* RECORDS
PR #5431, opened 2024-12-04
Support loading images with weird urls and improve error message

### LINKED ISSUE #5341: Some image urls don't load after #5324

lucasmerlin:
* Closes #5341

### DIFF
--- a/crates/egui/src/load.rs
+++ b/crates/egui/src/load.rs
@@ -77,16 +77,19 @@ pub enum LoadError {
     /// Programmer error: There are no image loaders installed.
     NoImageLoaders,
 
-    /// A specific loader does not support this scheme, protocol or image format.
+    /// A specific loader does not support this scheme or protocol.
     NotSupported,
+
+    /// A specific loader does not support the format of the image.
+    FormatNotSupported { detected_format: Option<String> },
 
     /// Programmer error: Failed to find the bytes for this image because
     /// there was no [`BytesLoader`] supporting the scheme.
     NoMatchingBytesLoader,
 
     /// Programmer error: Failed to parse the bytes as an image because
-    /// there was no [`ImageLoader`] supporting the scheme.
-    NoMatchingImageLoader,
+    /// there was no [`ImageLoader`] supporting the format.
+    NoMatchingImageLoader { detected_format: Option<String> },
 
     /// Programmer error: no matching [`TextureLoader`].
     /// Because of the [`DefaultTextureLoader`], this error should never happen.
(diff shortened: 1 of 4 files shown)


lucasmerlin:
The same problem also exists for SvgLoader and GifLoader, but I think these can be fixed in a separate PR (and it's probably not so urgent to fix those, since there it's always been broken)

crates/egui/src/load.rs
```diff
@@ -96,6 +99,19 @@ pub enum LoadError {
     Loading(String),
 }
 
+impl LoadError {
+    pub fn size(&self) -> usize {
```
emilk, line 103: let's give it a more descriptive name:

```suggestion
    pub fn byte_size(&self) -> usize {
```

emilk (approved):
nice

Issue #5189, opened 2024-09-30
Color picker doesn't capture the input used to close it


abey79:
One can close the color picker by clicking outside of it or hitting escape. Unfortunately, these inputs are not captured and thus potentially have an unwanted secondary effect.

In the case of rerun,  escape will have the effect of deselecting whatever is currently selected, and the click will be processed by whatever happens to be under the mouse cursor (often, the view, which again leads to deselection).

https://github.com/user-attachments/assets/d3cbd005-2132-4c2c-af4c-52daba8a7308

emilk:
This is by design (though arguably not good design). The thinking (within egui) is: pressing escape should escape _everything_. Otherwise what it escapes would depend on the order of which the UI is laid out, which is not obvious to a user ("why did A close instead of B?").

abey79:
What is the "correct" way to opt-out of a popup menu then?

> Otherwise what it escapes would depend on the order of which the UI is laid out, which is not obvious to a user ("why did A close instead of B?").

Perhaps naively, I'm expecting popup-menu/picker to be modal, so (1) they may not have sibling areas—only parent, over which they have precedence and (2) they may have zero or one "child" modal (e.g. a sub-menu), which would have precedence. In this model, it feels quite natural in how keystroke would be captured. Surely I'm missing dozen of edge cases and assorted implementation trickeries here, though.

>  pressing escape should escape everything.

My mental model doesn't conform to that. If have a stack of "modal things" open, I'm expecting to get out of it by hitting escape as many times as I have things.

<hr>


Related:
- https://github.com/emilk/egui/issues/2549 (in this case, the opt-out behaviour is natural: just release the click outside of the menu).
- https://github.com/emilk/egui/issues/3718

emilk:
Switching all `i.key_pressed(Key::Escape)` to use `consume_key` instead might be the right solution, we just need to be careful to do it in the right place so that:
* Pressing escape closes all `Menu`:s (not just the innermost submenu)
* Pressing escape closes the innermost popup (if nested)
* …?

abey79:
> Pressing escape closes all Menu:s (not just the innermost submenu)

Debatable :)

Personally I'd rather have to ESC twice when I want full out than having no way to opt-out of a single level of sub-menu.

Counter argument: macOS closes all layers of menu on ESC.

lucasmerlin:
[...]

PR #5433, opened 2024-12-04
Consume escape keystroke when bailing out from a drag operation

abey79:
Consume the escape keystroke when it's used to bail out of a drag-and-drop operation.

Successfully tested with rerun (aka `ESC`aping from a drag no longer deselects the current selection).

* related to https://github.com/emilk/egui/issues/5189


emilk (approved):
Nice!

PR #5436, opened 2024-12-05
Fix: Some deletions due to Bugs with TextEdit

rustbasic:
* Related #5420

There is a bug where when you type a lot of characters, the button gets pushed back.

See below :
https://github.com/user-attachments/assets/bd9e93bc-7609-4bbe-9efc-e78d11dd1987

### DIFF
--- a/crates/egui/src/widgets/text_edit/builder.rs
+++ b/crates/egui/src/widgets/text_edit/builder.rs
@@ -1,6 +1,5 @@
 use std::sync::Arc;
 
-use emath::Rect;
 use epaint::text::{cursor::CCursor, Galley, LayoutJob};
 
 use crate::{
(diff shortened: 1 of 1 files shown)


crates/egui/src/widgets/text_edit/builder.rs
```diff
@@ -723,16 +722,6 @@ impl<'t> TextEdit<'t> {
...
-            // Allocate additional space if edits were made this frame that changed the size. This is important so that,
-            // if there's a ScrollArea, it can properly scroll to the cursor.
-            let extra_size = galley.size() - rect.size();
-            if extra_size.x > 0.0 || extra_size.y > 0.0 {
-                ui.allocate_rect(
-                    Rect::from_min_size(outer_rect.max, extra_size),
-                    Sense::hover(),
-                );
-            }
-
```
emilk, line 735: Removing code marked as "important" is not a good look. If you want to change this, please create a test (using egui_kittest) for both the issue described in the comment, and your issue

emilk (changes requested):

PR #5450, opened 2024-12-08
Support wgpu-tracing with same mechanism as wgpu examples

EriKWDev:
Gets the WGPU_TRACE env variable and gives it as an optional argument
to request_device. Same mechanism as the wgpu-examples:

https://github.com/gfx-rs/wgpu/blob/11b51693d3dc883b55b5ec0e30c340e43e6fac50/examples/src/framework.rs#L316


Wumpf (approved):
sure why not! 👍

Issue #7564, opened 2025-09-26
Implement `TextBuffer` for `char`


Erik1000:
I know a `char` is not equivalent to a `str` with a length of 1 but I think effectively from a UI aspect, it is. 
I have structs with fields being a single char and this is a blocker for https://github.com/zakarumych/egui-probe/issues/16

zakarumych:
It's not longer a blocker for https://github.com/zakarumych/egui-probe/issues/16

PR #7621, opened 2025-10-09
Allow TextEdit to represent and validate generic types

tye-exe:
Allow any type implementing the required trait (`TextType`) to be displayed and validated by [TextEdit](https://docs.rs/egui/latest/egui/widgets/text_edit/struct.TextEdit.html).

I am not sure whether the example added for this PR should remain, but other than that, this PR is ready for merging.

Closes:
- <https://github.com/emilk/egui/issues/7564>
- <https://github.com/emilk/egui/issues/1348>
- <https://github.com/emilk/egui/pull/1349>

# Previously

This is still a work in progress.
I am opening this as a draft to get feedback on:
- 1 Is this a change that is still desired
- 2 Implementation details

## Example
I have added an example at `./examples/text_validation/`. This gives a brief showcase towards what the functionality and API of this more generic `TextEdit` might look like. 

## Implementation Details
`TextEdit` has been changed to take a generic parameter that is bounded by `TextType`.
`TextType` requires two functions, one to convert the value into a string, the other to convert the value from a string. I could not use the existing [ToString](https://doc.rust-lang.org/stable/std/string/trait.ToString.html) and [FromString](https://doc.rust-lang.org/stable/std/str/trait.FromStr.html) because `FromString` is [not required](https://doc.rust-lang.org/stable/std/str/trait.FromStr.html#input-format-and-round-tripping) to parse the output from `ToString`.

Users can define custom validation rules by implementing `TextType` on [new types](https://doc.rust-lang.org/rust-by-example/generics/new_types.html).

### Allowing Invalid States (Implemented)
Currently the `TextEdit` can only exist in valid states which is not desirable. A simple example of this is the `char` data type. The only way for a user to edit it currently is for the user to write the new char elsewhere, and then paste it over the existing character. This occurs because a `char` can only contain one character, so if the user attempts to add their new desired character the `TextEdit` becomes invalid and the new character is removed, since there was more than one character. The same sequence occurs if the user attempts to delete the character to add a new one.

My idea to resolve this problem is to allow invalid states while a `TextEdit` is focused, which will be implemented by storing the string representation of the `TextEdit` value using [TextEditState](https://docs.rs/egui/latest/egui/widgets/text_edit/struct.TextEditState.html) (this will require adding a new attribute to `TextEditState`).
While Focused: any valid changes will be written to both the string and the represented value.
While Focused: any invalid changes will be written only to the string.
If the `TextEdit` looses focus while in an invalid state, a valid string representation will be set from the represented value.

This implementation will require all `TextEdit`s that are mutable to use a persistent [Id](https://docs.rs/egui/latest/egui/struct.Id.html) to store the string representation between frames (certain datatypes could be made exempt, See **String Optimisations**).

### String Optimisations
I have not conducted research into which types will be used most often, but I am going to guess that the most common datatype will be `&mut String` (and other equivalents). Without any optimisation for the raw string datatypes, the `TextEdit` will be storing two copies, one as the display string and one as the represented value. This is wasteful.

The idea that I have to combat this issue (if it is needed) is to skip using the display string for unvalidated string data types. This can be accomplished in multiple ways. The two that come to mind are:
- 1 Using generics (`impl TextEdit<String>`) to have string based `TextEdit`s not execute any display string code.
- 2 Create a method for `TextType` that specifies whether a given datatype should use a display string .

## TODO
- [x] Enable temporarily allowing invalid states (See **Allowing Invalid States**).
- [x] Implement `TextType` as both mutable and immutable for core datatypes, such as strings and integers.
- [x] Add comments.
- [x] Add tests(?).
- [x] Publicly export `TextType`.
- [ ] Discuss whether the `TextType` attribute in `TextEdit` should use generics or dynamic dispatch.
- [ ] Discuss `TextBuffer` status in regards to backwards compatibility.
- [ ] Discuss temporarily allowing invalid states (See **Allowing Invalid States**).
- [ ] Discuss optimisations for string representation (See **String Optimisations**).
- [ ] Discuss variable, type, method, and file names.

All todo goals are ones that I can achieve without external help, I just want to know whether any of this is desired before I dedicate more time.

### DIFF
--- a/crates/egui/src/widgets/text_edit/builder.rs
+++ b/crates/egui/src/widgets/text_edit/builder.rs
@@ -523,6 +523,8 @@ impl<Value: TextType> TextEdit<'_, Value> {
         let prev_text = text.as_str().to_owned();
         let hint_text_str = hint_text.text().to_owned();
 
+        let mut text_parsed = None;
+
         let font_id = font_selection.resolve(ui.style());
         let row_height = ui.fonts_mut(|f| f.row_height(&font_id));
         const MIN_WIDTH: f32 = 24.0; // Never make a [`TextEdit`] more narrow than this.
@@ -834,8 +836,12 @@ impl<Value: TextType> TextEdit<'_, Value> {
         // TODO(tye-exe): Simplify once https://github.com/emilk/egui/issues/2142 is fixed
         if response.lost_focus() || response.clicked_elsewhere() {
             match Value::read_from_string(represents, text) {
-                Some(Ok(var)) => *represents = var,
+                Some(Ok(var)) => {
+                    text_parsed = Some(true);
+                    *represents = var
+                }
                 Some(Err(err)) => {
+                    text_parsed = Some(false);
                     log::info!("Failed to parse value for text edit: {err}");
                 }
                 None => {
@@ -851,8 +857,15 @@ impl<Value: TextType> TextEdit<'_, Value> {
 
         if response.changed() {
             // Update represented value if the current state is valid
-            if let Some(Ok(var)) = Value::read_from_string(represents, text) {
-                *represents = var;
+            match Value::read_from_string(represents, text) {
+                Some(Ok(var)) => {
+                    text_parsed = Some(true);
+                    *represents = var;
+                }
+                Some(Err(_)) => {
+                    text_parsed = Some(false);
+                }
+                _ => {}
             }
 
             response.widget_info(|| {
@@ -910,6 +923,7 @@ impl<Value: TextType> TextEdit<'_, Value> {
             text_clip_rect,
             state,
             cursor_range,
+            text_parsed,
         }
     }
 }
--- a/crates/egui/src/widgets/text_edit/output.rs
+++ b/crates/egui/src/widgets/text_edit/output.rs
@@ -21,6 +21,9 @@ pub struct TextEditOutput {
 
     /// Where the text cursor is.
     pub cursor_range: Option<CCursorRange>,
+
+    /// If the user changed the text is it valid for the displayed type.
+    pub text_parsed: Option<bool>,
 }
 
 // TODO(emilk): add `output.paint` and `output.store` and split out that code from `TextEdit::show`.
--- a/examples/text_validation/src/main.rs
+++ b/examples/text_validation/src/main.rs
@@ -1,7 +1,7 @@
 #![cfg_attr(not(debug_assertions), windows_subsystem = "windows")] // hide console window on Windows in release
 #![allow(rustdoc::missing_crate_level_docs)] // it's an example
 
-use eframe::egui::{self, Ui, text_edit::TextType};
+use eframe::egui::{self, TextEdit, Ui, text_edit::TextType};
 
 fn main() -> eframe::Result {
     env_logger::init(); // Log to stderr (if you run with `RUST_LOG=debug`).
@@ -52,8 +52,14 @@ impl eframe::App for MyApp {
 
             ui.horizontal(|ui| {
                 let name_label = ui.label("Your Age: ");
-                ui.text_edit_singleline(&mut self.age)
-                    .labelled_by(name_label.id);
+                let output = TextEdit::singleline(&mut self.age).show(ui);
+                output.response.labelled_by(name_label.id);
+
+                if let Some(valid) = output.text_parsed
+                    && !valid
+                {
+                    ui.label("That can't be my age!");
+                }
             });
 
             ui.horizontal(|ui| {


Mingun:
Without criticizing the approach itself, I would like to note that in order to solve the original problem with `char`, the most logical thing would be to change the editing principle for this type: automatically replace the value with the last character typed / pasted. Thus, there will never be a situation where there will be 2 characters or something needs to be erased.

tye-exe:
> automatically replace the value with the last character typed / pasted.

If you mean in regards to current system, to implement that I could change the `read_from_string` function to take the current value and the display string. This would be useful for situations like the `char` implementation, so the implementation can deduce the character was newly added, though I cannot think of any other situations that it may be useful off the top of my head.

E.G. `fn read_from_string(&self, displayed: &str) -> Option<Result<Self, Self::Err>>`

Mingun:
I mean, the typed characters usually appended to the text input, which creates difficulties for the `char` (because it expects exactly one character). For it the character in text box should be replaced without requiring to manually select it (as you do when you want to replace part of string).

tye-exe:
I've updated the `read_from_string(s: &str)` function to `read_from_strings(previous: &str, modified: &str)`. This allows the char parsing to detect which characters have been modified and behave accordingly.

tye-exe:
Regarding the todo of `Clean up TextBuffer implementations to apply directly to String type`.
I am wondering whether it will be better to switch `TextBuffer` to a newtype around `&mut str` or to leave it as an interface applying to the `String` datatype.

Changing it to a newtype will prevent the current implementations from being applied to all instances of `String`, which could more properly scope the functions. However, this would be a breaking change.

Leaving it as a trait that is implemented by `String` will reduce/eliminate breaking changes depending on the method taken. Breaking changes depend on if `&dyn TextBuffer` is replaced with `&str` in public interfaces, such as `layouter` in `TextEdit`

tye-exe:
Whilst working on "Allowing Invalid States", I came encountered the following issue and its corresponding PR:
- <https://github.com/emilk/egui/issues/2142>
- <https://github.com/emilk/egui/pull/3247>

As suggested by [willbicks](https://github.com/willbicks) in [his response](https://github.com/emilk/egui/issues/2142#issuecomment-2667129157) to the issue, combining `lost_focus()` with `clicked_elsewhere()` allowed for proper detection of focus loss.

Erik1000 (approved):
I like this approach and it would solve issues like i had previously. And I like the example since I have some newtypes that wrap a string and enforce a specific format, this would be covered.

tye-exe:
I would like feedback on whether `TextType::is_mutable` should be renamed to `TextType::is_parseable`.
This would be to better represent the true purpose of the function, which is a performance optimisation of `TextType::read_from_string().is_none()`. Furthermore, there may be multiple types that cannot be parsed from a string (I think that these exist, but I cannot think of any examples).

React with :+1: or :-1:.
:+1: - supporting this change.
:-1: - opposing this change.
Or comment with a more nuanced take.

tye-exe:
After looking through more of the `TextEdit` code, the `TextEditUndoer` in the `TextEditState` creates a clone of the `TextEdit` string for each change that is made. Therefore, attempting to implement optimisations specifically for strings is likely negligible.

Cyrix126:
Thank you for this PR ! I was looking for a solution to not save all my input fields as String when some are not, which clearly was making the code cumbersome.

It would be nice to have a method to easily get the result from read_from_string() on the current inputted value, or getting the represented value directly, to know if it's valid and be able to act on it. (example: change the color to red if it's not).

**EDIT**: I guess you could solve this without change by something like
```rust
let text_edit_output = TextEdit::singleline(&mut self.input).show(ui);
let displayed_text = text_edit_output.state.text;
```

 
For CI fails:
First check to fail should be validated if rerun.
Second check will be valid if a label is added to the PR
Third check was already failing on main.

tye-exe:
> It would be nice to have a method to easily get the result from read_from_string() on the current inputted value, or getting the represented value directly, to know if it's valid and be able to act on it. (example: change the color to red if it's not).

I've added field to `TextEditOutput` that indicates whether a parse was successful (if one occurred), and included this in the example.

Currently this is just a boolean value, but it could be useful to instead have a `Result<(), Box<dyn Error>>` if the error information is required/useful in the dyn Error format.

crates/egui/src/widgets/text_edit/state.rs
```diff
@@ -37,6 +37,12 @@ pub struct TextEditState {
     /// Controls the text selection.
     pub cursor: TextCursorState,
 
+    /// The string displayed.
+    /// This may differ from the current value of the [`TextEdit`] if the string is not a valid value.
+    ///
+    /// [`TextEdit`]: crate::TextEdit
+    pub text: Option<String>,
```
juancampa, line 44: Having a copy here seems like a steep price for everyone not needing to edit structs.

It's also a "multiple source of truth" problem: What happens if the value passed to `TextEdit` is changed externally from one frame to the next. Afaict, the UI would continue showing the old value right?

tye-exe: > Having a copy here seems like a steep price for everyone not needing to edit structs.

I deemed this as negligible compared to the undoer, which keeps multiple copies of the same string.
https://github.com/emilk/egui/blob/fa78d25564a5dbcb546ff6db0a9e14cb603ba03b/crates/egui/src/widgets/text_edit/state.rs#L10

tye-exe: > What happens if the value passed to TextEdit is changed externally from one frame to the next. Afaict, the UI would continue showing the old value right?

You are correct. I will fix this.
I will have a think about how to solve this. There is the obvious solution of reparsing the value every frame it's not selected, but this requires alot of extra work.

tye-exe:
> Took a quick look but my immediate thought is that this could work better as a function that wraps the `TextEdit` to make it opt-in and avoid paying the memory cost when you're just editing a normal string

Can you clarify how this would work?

* TASK DETAILS
Copying word for word, give each line of the data above from the first one through the line containing "Programmer error: no", and nothing else.

* ANSWER FOR THE TASK
PR #5431, opened 2024-12-04
Support loading images with weird urls and improve error message

### LINKED ISSUE #5341: Some image urls don't load after #5324

lucasmerlin:
* Closes #5341

### DIFF
--- a/crates/egui/src/load.rs
+++ b/crates/egui/src/load.rs
@@ -77,16 +77,19 @@ pub enum LoadError {
     /// Programmer error: There are no image loaders installed.
     NoImageLoaders,
 
-    /// A specific loader does not support this scheme, protocol or image format.
+    /// A specific loader does not support this scheme or protocol.
     NotSupported,
+
+    /// A specific loader does not support the format of the image.
+    FormatNotSupported { detected_format: Option<String> },
 
     /// Programmer error: Failed to find the bytes for this image because
     /// there was no [`BytesLoader`] supporting the scheme.
     NoMatchingBytesLoader,
 
     /// Programmer error: Failed to parse the bytes as an image because
-    /// there was no [`ImageLoader`] supporting the scheme.
-    NoMatchingImageLoader,
+    /// there was no [`ImageLoader`] supporting the format.
+    NoMatchingImageLoader { detected_format: Option<String> },
 
     /// Programmer error: no matching [`TextureLoader`].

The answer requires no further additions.